Work order>
In the listing below, count each line that contains "ledger". The reply is that count and nothing else.
═════ Supplied records ═════
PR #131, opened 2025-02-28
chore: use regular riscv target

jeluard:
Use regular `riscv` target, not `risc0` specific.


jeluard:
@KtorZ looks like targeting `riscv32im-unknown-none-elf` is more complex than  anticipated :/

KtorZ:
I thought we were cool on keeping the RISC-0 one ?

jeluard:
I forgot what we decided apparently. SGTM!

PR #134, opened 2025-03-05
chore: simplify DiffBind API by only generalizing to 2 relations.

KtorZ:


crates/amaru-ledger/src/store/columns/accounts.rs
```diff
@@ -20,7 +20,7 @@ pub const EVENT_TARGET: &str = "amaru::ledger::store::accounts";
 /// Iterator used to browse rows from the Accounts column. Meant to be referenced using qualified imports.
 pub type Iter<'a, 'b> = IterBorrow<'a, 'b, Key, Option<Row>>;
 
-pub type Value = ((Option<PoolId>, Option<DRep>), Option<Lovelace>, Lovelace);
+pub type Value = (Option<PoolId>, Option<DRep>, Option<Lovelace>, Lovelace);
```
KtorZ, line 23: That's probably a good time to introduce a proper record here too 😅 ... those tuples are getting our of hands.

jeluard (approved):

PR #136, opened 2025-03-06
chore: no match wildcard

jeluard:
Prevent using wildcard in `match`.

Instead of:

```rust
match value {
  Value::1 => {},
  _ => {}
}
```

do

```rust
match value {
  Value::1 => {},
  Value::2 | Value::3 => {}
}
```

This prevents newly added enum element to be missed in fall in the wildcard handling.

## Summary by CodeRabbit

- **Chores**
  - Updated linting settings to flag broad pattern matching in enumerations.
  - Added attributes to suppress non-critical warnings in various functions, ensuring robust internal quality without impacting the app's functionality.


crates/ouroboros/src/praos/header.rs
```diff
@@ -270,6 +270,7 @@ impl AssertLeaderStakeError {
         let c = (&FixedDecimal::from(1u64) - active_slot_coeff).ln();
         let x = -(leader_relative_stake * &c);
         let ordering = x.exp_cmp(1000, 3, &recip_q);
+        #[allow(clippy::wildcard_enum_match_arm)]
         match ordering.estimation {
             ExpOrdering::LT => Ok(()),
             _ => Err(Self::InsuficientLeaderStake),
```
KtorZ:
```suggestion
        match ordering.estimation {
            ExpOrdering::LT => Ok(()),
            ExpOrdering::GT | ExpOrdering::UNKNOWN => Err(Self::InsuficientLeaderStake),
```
═════
Answer box>
2